Assignment:
Nothing is needed except the lines below that run from the one with "kobayu858: I had" through the one with "static mqd_t create_and_open_mq(const", repeated exactly.

Materials provided:
================
PR #844, opened 2025-12-16
feat(kmod)[needs minor version update]: remove publisher cmd

kobayu858:
## Description
This PR adds support for explicitly removing a publisher through the AGNOCAST_REMOVE_PUBLISHER_CMD ioctl command. This allows user-space applications to properly stop publishing and ensures that kernel resources are cleaned up immediately when a publisher is destroyed.

Previously, publisher cleanup depended solely on process termination. However, the introduction of the Bridge feature requires publishers to be dynamically created and removed during the process's lifetime, making this explicit removal command necessary.

Changes:

- Added struct ioctl_remove_publisher_args for publisher removal parameters.
- Added AGNOCAST_REMOVE_PUBLISHER_CMD ioctl command definition.
- Implemented remove_publisher() function:
- Removes the publisher from the hash table.
- Iterates through message entries to clear ownership references held by this publisher.

Test Coverage:

- Basic removal: Verify publisher is removed and topic is deleted if empty.
- Persistence: Verify topic remains if a subscriber still exists after publisher removal.
- Orphaned Messages: Verify that messages currently referenced by subscribers remain available even after the publisher is removed, while unreferenced messages are immediately cleaned up.

## How was this PR tested?

- [ ] Autoware (required)
- [ ] sample application

**Important notes:**

### DIFF
--- a/src/agnocastlib/include/agnocast/agnocast_subscription.hpp
+++ b/src/agnocastlib/include/agnocast/agnocast_subscription.hpp
@@ -81,6 +81,22 @@ protected:
 public:
   SubscriptionBase(rclcpp::Node * node, const std::string & topic_name);
   SubscriptionBase(agnocast::Node * node, const std::string & topic_name);
+
+  virtual ~SubscriptionBase()
+  {
+    // NOTE: Unmapping memory when a subscriber is destroyed is not implemented. Multiple
+    // subscribers
+    // may share the same mmap region, requiring reference counting in kmod. Since leaving the
+    // memory mapped should not cause any functional issues, this is left as future work.
+    struct ioctl_remove_subscriber_args remove_subscriber_args
+    {
+    };
+    remove_subscriber_args.topic_name = {topic_name_.c_str(), topic_name_.size()};
+    remove_subscriber_args.subscriber_id = id_;
+    if (ioctl(agnocast_fd, AGNOCAST_REMOVE_SUBSCRIBER_CMD, &remove_subscriber_args) < 0) {
+      RCLCPP_WARN(logger, "Failed to remove subscriber (id=%d) from kernel.", id_);
+    }
+  }
 };
 
 template <typename MessageT, typename BridgeRequestPolicy>


agnocast_kmod/agnocast_main.c
```diff
@@ -1543,6 +1543,67 @@ int remove_subscriber(
...
+      }
+    }
+
+    if (!is_referenced(en)) {
+      pub_info->entries_num--;
+      remove_entry_node(wrapper, en);
+    }
+  }
+
+  hash_del(&pub_info->node);
```
Koichi98: We shouldn't delete the pub_info until all the entry_node are freed. The responsibility of freeing the pub_info would be the last referencing subscriber in such case.

https://github.com/tier4/agnocast/blob/a6dd68fe5506b166ec8074b056cd8e31f2296e44/agnocast_kmod/agnocast_main.c#L2359

Also, could we extract the common logic between pre_handler_publisher_exit and this function into a separate utility? It looks like a duplication of code with the exact same purpose and meaning, so I think it’s worth consolidating. I probably should have pointed this out for the subscriber side as well.

agnocast_kmod/agnocast_main.c
```diff
@@ -1543,6 +1543,73 @@ int remove_subscriber(
...
+    }
+  }
+
+  if (pub_info->entries_num == 0) {
+    hash_del(&pub_info->node);
+    kfree(pub_info->node_name);
+    kfree(pub_info);
+  } else {
+    dev_info(
+      agnocast_device, "Publisher (id=%d) removed but pub_info kept for %d orphaned entries.\n",
```
Koichi98: Do we need this?

agnocast_kmod/agnocast_main.c
```diff
@@ -1543,6 +1543,73 @@ int remove_subscriber(
...
+      remove_entry_node(wrapper, en);
+    }
+
+    hash_del(&wrapper->node);
+    kfree(wrapper->key);
+    kfree(wrapper);
+    dev_info(agnocast_device, "Topic %s removed (empty).\n", topic_name);
+  } else {
+    dev_info(
+      agnocast_device, "Publisher (id=%d) removed from topic %s.\n", publisher_id, topic_name);
```
Koichi98: Why do we print this only in this case: when we don't remove the topic?
(Same for subscriber)

kobayu858: I had made it possible to tell which branch was entered, but since outputting in both cases would make it clear, I removed the else statement.

PR #850, opened 2025-12-17
feat(agnocastlib): add remove cmd in pub destructor

kobayu858:
## Description
Previously, publisher cleanup depended solely on process termination. However, the introduction of the Bridge feature requires publishers to be dynamically created and removed during the process's lifetime, making this explicit deletion operation
 necessary.

## How was this PR tested?

- [ ] Autoware (required)
- [ ] sample application

**Important notes:**

### DIFF
--- a/src/agnocastlib/include/agnocast/agnocast_bridge_ipc_event_loop.hpp
+++ b/src/agnocastlib/include/agnocast/agnocast_bridge_ipc_event_loop.hpp
@@ -53,7 +53,7 @@ private:
   void setup_signals();
   void setup_epoll();
 
-  mqd_t create_and_open_mq(const std::string & name, const std::string & label);
+  static mqd_t create_and_open_mq(const std::string & name, const std::string & label);
   void add_fd_to_epoll(int fd, const std::string & label) const;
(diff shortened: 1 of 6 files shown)


src/agnocastlib/include/agnocast/agnocast_publisher.hpp
```diff
@@ -135,6 +135,19 @@ class BasicPublisher
         RCLCPP_ERROR(logger, "mq_close failed: %s", strerror(errno));
       }
     }
+
+    // NOTE: Unmapping memory when a publisher is destroyed is not implemented. Multiple
+    // publishers
+    // may share the same mmap region, requiring reference counting in kmod. Since leaving the
+    // memory mapped should not cause any functional issues, this is left as future work.
```
Koichi98: Please replace this sentences with the following.

```
When a publisher is destroyed, subscribers should unmap its memory, but this is not yet implemented. Since multiple publishers in the same process share a mempool, process-level reference counting in kmod is needed. Leaving memory mapped causes no functional issues, so this is left as future work.
```

PR #893, opened 2026-01-06
refactor(agnocastlib): unify mq naming and refactor unlink mq

kobayu858:
## Description
Decoupling mq_unlink from BridgeIpcEventLoop:

- Removed mq_unlink calls from the BridgeIpcEventLoop destructor/cleanup logic. The class now only handles mq_close.
- Moved the responsibility of unlinking MQs to the poll_for_unlink daemon. This ensures that resources are cleaned up asynchronously based on process exit events from the kernel module.

Unifying MQ Naming Functions:

- Merged two separate create_mq_name implementations into a single, unified helper function. This eliminates code duplication and ensures consistent naming conventions across the codebase.

## How was this PR tested?

- [ ] Autoware (required)
- [ ] sample application

**Important notes:**

### DIFF
--- a/src/agnocastlib/include/agnocast/bridge/agnocast_bridge_ipc_event_loop.hpp
+++ b/src/agnocastlib/include/agnocast/bridge/agnocast_bridge_ipc_event_loop.hpp
@@ -16,7 +16,7 @@ public:
   using EventCallback = std::function<void(int fd)>;
   using SignalCallback = std::function<void()>;
 
-  BridgeIpcEventLoop(const rclcpp::Logger & logger);
+  explicit BridgeIpcEventLoop(const rclcpp::Logger & logger);
   ~BridgeIpcEventLoop();
 
   BridgeIpcEventLoop(const BridgeIpcEventLoop &) = delete;


src/agnocastlib/src/bridge/agnocast_bridge_ipc_event_loop.cpp
```diff
@@ -150,9 +142,9 @@ sigset_t BridgeIpcEventLoop::block_signals(std::initializer_list<int> signals)
 
 void BridgeIpcEventLoop::setup_mq(pid_t target_pid)
 {
-  mq_parent_name_ = create_mq_name_for_bridge_parent(target_pid);
+  mq_parent_name_ = create_mq_name_for_bridge(target_pid);
   mq_parent_fd_ = create_and_open_mq(mq_parent_name_, "Parent");
-  mq_self_name_ = create_mq_name_for_bridge_daemon(getpid());
+  mq_self_name_ = create_mq_name_for_bridge(getpid());
```
Koichi98: Is there a reason we need two separate mqueues here? Both use identical handlers, and a single mqueue seems sufficient for both parent and peer messages.

Koichi98: Thanks for the explanation. However:
  1. Why should Parent messages have higher priority? Both are bridge creation requests processed identically by register_request. Also, the current code doesn't implement any priority handling - both MQs are processed equally in the event loop.
  2. Having two MQs uses more resources than one. (But this is negligible anyway)
  3. Is that level of debugging granularity really necessary? Although both MQs use identical handlers..

Koichi98: I know that, but that's a design choice, not a fundamental constraint. 
Since the Daemon is forked from Parent, fork() returns the Daemon's PID to the Parent. So Parent can send to a single MQ named by Daemon's PID, just like Peers do. Alternatively, we could register with kmod using the Parent's PID instead. Either way, there are options to unify them.

src/agnocastlib/src/agnocast.cpp
```diff
@@ -171,6 +171,9 @@ void poll_for_unlink()
       if (get_exit_process_args.ret_pid > 0) {
         const std::string shm_name = create_shm_name(get_exit_process_args.ret_pid);
         shm_unlink(shm_name.c_str());
+
+        const std::string mq_name = create_mq_name_for_bridge(get_exit_process_args.ret_pid);
```
Koichi98: Does the BridgeManager pid also get returned with `get_exit_process_args.ret_pid`?

Koichi98: Could you add a comment to indicate that we actually don't need to call unlink for non-BridgeManager processes but we actually do to avoid complexity?

kobayu858: Added a comment indicating the above.

src/agnocastlib/src/bridge/agnocast_bridge_ipc_event_loop.cpp
kobayu858: We discussed how to handle the PID for parent-to-child access without modifying kmod and considered the following two approaches:

Set the parent process PID in bridge_info

- Cons: This field is originally intended to hold the PID of the process managing the bridge. Using the parent process PID here would create a semantic mismatch and could lead to confusion regarding the message destination.

Store the bridged child process PID in a global variable within agnocastlib

- Pros: This maintains semantic consistency in the code.
- Implementation: No mutex is required as the variable is written once during initialization and read-only thereafter, keeping the complexity low.

Conclusion: To prioritize semantic consistency, we decided to adopt storing in a global variable.

[TIER IV Internal Slack](https://star4.slack.com/archives/C07FL8616EM/p1767685980552689)

Koichi98 (dismissed):

PR #908, opened 2026-01-09
docs(agnocastlib): add clarification comments to Executor API

atsushi421:
## Description

Add clarification comments to the `AgnocastOnlyExecutor` class to document that the `add_node()` method is implemented solely to unify the API with `rclcpp::Executor`. 

## How was this PR tested?

- [ ] Autoware (required)
- [ ] sample application


src/agnocastlib/src/node/agnocast_only_executor.cpp
```diff
@@ -71,6 +71,7 @@ void AgnocastOnlyExecutor::execute_agnocast_executable(AgnocastExecutable & agno
   }
 }
 
+// Implemented only to unify the API with rclcpp::Executor
```
Koichi98:
```suggestion
// Implemented only to align the API with rclcpp::Executor
```

Koichi98 (approved):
================
Result of the exercise:
kobayu858: I had made it possible to tell which branch was entered, but since outputting in both cases would make it clear, I removed the else statement.

PR #850, opened 2025-12-17
feat(agnocastlib): add remove cmd in pub destructor

kobayu858:
## Description
Previously, publisher cleanup depended solely on process termination. However, the introduction of the Bridge feature requires publishers to be dynamically created and removed during the process's lifetime, making this explicit deletion operation
 necessary.

## How was this PR tested?

- [ ] Autoware (required)
- [ ] sample application

**Important notes:**

### DIFF
--- a/src/agnocastlib/include/agnocast/agnocast_bridge_ipc_event_loop.hpp
+++ b/src/agnocastlib/include/agnocast/agnocast_bridge_ipc_event_loop.hpp
@@ -53,7 +53,7 @@ private:
   void setup_signals();
   void setup_epoll();
 
-  mqd_t create_and_open_mq(const std::string & name, const std::string & label);
+  static mqd_t create_and_open_mq(const std::string & name, const std::string & label);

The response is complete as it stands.